確かに精神腫瘍科を受診する人は、苦しみを抱えています。その為本人の訴えをじっくりと聞くことなく薬を処方するだけでは、患者やその家族の苦しみに触れることは出来ません。

そして薄っぺらい励ましやアドバイスが、却って患者を傷つけてしまうこともあるということを分かっているのだと思います。その為通常の精神科医よりも、「傾聴」という姿勢を大事にしている印象でした。
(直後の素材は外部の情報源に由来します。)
PR #1439, opened 2026-04-17
Refactor to split scratch.jsx into clearer parts

zetter-rpf:
Related to: https://github.com/RaspberryPiFoundation/digital-editor-issues/issues/1197

Refactor to split scratch.jsx now that it's responsibilities have grown and simplify tests

In https://github.com/RaspberryPiFoundation/digital-editor-issues/issues/1197 I'll need to update the access token that's passed into Scratch. This should make that easier.

I've kept `scratch.jsx` as responsible for initializing the page and setting up authentication. ScratchEditor is responsible for rendering the Scratch editor component and setting up the handlers it needs.

I've also extracted `WrappedScratchGui` as it makes the tests easier to set up when you don't need to mock the process of setting up the higher order component.

### DIFF
--- a/src/components/ScratchEditor/ScratchEditor.jsx
+++ b/src/components/ScratchEditor/ScratchEditor.jsx
@@ -1,0 +1,74 @@
+import scratchProjectSave from "../../utils/scratchProjectSave.js";
+import { useCallback } from "react";
+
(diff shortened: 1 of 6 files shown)


DNR500 (approved):
Thanks for this, this looks cleaner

その為もしがん治療を受けている方が苦痛軽減の為、通常の精神科を受診しても望むような対応はしてもらえないかもしれません。その点は注意した方がいいと思います。

 

また患者家族が「一番大変なのは病気になった人なんだから、自分は弱音を吐けない」と思う必要も全くありません。苦痛は比較出来るものではなく、その人が感じることが全てだからです。

もし現在がんに関する苦しみを少しでも和らげたいと思っている人がいたら、精神腫瘍科を開設している病院を調べてみるのもいいと思います。

 

 

6、最後に

いや~それにしても大変な一年でしたね。

自分の立場の不安定さもあると思いますが、行動が制限されるストレスや自分だけが我慢しているという気持ちから、普通に外出している人に腹を立てたりと、ネガティブな気持ちになることが多い一年でした。

 

それでも今年も本当に多くの方に支えられていたような気がします。

そして母が生きていてくれて、家族全員で年末年始を過ごせることを幸せに思います。

今年こんなに苦しい思いをしたんだから、来年は心穏やかに過ごせる年になってもいいんじゃないですかね(笑)。

 

さて来年2021年が皆様にとって、平穏な一年になることを心から祈っております。

皆様本当に一年お疲れさまでした。